[Stored data entries]
****************

PR #3269, opened 2025-02-18
Allow a user to check its own membership requests

nicolaskempf57:
Required for https://github.com/datagouv/data.gouv.fr/issues/1646

### DIFF
--- a/udata/core/organization/api.py
+++ b/udata/core/organization/api.py
@@ -268,7 +268,9 @@ class MembershipRequestAPI(API):
                     403,
                     "You can only access your own membership requests or the one of your organizations.",
                 )
-            return [r for r in org.requests if r.user.id == args["user"]]
+            if args["status"]:
+                return [r for r in org.requests if (r.status == args["status"] and str(r.user.id) == args["user"])]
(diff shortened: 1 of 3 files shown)


udata/core/organization/api.py
```diff
@@ -255,8 +258,18 @@ class MembershipRequestAPI(API):
...
+        if args["user"]:
+            if not current_user.is_authenticated or (
+                str(current_user.id) != args["user"]
+                and not OrganizationPrivatePermission(org).can()
+            ):
+                api.abort(
+                    403,
+                    "You can only access your own membership requests or the one of your organizations.",
+                )
+            return [r for r in org.requests if r.user.id == args["user"]]
```
ThibaudDauce, line 271: You do not check the `status` param?

ThibaudDauce (commented):
Could you add a test?

udata/core/organization/api.py
nicolaskempf57: Indeed, after looking at the membership code, multiple requests are allowed for the same user and organization

ThibaudDauce (approved):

****************

• **Task requirements**: State how many lines in the entries above include the word "check"; reply with the number alone.

• **Written solution**: 2